-------- THE DATA --------
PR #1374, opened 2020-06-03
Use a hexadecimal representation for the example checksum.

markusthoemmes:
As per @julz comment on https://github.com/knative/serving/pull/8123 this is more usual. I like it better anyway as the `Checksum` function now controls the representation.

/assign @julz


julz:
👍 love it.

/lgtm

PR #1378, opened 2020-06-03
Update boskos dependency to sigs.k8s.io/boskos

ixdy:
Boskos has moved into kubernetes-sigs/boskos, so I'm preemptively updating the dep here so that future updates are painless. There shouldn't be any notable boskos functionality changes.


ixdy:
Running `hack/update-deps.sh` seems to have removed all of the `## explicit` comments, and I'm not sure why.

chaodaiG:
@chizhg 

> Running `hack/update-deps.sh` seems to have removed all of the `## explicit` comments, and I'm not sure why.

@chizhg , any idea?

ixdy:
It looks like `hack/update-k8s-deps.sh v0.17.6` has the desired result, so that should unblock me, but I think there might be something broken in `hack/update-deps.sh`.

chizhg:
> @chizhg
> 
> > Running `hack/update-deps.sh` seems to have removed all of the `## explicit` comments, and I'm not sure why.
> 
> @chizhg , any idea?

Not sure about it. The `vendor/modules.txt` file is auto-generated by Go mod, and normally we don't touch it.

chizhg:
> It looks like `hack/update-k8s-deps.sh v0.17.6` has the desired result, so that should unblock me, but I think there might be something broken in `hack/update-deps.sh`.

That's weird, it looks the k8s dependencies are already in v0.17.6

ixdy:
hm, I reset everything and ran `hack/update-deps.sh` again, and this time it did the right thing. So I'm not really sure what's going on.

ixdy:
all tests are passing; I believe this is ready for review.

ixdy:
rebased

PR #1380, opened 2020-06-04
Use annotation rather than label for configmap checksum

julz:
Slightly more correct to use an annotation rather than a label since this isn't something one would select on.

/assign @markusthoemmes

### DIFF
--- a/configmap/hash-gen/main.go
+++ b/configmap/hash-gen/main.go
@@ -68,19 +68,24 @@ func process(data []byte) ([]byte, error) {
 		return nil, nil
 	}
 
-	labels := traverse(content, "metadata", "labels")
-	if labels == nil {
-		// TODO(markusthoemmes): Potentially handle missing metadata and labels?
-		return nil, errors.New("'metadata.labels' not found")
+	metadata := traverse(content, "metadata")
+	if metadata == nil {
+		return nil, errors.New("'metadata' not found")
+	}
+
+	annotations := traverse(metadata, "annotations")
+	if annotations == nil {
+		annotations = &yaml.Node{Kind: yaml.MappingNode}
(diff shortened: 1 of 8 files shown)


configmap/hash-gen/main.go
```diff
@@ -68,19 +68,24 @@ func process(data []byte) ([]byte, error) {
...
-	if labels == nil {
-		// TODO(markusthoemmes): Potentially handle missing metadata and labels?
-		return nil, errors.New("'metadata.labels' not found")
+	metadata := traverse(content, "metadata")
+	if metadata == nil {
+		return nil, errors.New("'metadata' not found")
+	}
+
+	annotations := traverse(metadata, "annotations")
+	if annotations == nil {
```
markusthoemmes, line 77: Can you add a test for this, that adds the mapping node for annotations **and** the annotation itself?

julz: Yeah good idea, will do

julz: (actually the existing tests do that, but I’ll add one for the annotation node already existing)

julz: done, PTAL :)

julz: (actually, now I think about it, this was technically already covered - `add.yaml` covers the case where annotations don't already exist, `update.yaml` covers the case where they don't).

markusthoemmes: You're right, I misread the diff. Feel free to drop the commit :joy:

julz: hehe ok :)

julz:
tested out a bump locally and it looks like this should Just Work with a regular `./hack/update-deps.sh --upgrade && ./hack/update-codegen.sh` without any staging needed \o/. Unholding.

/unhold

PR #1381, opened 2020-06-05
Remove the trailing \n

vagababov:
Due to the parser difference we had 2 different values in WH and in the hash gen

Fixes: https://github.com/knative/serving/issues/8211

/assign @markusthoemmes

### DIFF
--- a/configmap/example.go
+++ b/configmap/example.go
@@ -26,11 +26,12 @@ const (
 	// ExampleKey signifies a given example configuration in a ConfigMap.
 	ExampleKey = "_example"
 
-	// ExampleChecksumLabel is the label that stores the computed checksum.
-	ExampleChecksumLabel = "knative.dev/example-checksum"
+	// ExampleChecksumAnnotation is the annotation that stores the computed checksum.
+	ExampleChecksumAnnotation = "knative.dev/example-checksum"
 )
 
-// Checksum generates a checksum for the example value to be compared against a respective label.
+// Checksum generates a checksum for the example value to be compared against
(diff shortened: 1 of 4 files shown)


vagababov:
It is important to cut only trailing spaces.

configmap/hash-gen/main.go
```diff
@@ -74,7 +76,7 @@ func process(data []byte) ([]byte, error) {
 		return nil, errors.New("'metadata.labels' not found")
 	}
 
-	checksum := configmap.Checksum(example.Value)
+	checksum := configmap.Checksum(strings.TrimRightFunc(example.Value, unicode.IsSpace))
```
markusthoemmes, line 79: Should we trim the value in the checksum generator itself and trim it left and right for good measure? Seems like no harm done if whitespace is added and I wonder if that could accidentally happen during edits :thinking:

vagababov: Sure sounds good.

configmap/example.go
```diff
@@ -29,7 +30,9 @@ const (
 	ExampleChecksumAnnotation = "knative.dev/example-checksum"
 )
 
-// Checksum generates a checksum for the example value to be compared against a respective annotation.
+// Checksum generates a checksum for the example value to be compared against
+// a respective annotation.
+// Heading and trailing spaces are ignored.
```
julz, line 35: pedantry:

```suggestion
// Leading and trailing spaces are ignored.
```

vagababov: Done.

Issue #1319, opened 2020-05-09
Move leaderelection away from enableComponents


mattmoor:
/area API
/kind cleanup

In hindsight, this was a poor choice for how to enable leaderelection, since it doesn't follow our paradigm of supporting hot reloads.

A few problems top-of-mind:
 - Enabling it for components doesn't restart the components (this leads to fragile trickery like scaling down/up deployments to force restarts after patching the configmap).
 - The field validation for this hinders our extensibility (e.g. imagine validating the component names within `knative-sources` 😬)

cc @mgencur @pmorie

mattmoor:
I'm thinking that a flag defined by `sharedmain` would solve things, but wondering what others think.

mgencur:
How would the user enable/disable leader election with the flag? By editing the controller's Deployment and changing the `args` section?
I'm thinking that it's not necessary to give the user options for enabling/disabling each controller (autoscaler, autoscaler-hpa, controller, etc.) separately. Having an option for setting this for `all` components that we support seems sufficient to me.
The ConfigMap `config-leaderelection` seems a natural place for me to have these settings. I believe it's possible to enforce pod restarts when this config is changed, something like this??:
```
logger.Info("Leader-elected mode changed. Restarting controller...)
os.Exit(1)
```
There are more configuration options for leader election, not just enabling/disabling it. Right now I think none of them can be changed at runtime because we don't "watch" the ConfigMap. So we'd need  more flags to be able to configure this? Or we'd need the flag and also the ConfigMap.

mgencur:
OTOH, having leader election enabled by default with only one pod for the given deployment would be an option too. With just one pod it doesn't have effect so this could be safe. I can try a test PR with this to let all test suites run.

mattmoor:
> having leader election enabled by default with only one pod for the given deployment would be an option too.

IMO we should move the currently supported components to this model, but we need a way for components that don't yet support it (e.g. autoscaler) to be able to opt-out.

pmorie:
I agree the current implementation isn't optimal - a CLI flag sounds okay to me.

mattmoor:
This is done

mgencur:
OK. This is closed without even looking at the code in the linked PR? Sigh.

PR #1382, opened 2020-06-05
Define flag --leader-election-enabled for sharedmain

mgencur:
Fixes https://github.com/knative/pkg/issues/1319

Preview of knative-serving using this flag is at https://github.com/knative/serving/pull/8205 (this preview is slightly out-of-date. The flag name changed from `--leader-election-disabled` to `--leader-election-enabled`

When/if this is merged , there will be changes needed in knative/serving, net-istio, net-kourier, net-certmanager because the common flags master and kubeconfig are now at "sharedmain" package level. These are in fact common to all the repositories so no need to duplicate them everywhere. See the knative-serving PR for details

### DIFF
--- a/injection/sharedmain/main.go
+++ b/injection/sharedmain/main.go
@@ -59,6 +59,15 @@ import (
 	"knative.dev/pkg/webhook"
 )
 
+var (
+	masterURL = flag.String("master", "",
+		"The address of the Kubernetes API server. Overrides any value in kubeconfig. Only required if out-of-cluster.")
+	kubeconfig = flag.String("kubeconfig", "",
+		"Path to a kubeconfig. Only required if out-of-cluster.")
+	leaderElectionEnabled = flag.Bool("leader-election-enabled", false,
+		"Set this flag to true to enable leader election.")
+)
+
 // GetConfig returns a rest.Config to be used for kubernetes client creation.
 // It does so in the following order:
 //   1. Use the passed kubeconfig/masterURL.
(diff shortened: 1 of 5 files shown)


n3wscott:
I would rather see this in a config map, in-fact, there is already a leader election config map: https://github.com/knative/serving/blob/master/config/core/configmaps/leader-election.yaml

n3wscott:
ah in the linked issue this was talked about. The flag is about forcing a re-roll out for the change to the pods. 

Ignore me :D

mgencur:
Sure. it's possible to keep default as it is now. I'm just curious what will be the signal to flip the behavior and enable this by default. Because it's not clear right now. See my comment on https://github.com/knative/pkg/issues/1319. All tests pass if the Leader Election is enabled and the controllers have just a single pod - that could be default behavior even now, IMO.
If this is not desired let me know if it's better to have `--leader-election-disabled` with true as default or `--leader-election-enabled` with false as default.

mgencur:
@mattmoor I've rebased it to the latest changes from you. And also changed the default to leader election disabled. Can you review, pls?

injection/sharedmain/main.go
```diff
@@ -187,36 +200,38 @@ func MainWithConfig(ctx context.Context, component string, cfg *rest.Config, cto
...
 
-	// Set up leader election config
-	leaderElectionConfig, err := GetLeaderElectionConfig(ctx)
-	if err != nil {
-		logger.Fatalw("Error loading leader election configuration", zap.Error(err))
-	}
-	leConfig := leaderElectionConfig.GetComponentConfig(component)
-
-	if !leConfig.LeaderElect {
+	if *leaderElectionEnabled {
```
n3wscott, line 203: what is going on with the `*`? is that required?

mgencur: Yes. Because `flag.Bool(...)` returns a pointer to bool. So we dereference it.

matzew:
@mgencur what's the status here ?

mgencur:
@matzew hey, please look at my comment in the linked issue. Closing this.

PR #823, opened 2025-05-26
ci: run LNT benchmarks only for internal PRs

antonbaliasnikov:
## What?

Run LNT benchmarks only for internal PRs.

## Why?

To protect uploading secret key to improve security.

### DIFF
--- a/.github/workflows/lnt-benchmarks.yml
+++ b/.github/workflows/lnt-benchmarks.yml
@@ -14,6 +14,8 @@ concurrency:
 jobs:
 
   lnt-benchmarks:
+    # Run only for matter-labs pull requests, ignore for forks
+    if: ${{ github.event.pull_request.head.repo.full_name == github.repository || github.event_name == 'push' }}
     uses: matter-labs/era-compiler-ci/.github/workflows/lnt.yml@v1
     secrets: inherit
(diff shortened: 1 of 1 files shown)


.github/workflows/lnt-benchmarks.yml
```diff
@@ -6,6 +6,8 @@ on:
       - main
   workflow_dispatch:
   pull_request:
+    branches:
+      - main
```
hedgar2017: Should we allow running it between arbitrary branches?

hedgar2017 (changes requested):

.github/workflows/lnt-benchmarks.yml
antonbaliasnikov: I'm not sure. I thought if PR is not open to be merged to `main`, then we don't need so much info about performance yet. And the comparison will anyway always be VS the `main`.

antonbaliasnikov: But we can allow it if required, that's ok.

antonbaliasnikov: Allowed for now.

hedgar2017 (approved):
--------
**INSTRUCTIONS FOR THE TASK**
Whenever the string "files" occurs in a line of the entries above, copy that line.

**REPLY TO THE EXERCISE**
(diff shortened: 1 of 8 files shown)
(diff shortened: 1 of 4 files shown)
(diff shortened: 1 of 5 files shown)
(diff shortened: 1 of 1 files shown)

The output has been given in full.